J’ai eu l’honneur d’ouvrir la conférence finale européenne organisée par l’Ecole Nationale de la Magistrature sur le thème de « la réponse judiciaire au terrorisme au regard de la charte des droits fondamentaux de l’Union Européenne » qui s’est tenue les 12 et 13 avril à l’Assemblée Nationale.
Cette conférence a réuni 200 magistrats européens pour aborder la question complexe de la lutte contre la menace terroriste et le respect des droits fondamentaux.
En introduction de cet évènement inédit, j’ai notamment rappelé les tragiques évènements qui ont frappé les peuples européens, le cadre juridique posé par la France pour doter les forces de renseignements, de sécurité et le pouvoir judicaire d’outils efficaces et respectueux des libertés individuelles :
“Face à cette situation, les réponses de nos états de droit doivent être fortes et proportionnées, mesurées entre une absolue nécessité de lutter pour assurer la sécurité de nos concitoyens, tout autant que garantir le parfait exercice des libertés collectives et individuelles.
C’est dans cette ambition que le pouvoir judiciaire prend, plus que jamais, toute sa place.
Mais elle s’exerce dans un cadre de fortes contradictions, tout particulièrement ressenties ici, au siège de la représentation nationale.
S’y rajoutent, dans cette période, en France, les risques non négligeables d’amalgame avec le droit d’asile et l’immigration, tout autant que de stigmatisation de communautés, de races, de religions…autant de facteurs aptes à alimenter les populismes les fausses réponses.
La France, dans ce contexte, a cherché le meilleur équilibre possible entre efficacité de la lutte contre le terrorisme et préservation absolue de l’état de droit, des libertés individuelles. Elle s’est appuyée, bien évidemment, sur sa loi fondamentale et son contrôle constitutionnel, mais s’est attachée à la conformité au droit international et de l’Union Européenne, en particulier à celui de la convention européenne des droits de l’homme.
C’est ainsi que l’état d’urgence a été décrété au lendemain des attentats du Bataclan. Il s’agissait de répondre à une sidération nationale, de rassurer une population meurtrie, de donner immédiatement, à nos forces de renseignement et de sécurité, des moyens renforcés d’action.
Cet état d’urgence, inspiré d’une loi de 1955 régulièrement améliorée et adaptée aux circonstances nouvelles, a été prorogé à 6 reprises pendant une durée de 2 ans.

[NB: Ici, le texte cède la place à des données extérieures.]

PR #571, opened 2021-01-30
(orchestration) fail build after ALL unit tests have been executed - master

clemensutschig:
ok - the idea is pretty simple .. fail delayed if in `WIP` and only during `assemble` after all unit tests executed /in all repos - rather than fail fast (immediately)

@metmajer - please verify

### DIFF
--- a/src/org/ods/orchestration/BuildStage.groovy
+++ b/src/org/ods/orchestration/BuildStage.groovy
@@ -47,8 +47,9 @@ class BuildStage extends Stage {
                         [Project.TestType.UNIT],
                         data.tests.unit.testResults
                     )
-                    // we warn in any case ... (largely because the above call will
-                    // return immediatly when no jira adapter is configured.
+                    // we check in any case ... (largely because the above call will
+                    // return immediatly when no jira adapter is configured).
+                    // this  will set failedTests if any xunit tests have failed
                     util.warnBuildIfTestResultsContainFailure(data.tests.unit.testResults)
                 } else {
                     logger.info("[${repo.id}] Resurrected tests from run " +
@@ -82,8 +83,12 @@ class BuildStage extends Stage {
 
         // in case of WIP we fail AFTER all pieces have been executed - so we can report as many
         // failed unit tests as possible
-        if (project.isAssembleMode && project.isWorkInProgress && project.hasFailingTests) {
-            util.failBuild ("Unit tests failed, please look for repositoriy errors!")
+        // - this will only apply in case of WIP! - otherwise failfast is configured, and hence
+        // the build will have failed beforehand
+        def failedRepos = repos.flatten().findAll { it.data?.failedStage }
+        if (project.isAssembleMode && project.isWorkInProgress &&
+            (project.hasFailingTests || failedRepos.size > 0)) {
+            util.failBuild ("Failing build as repositoies contain errors!\nFailed: ${failedRepos}")
         }
     }
 
--- a/src/org/ods/orchestration/BuildStage.groovy
+++ b/src/org/ods/orchestration/BuildStage.groovy
@@ -47,6 +47,9 @@ class BuildStage extends Stage {
                         [Project.TestType.UNIT],
                         data.tests.unit.testResults
                     )
+                    // we warn in any case ... (largely because the above call will
+                    // return immediatly when no jira adapter is configured.
+                    util.warnBuildIfTestResultsContainFailure(data.tests.unit.testResults)
                 } else {
                     logger.info("[${repo.id}] Resurrected tests from run " +
                         "${repo.data.openshift.resurrectedBuild} " +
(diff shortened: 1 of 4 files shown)


src/org/ods/orchestration/BuildStage.groovy
```diff
@@ -76,6 +79,12 @@ class BuildStage extends Stage {
         }
         executeInParallel(executeRepos, generateDocuments)
         levaDocScheduler.run(phase, MROPipelineUtil.PipelinePhaseLifecycleStage.PRE_END)
+
+        // in case of WIP we fail AFTER all pieces have been executed - so we can report as many
+        // failed unit tests as possible
+        if (project.isAssembleMode && project.isWorkInProgress && project.hasFailingTests) {
```
clemensutschig, line 85: @metmajer extend with a Check against all repos .. if there is a failed stage..

clemensutschig: @metmajer  - I added what we talked about - please verify .. I don't have a good testcase at hand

Il n’était pas question, à cet égard, de maintenir plus longtemps, notre état de droit dans une situation d’exception. Il y a donc été mis fin
Mais parce qu’il n’était pas, non plus, envisageable de ne pas tirer les conséquences de la situation de danger dans laquelle nous nous trouvons, une loi du 30 octobre 2017 est venue transférer dans notre droit commun quelques dispositions (en fait, au principal 4, les périmètres de protection, le contrôle des lieux de cultes, les mesures de surveillance individuelles, les visites et saisies) renforçant notre arsenal juridique de lutte.
Ces mesures font pleinement appel au contrôle du juge, au premier rang desquels le juge judiciaire, garant des libertés individuelles mais n’excluent pas, non plus, le rôle du juge administratif, lui aussi protecteur des libertés fondamentales.
C’est, me semble-t-il, tout l’intérêt de votre conférence finale. Celui de mesurer la portée de l’action de justice dans ce contexte précis tout autant que dans ses perspectives de long terme, d’en confronter le cadre aux droits fondamentaux de l’union européenne, d’aider les pouvoirs nationaux à apporter des réponses efficaces, coordonnées et garantes de l’état de droit, des libertés fondamentales auxquelles nous sommes tellement attachées ».
Deux jours d’échanges nourris qui se sont conclus par table ronde d’exception réunissant 4 des plus importants Procureurs européens anti-terroristes, Jesus ALONSO pour l’Espagne, Federico CAFIERO DE RAHO pour l’Italie, François MOLINS pour la France, et Frédéric VAN LEEUW pour la Belgique.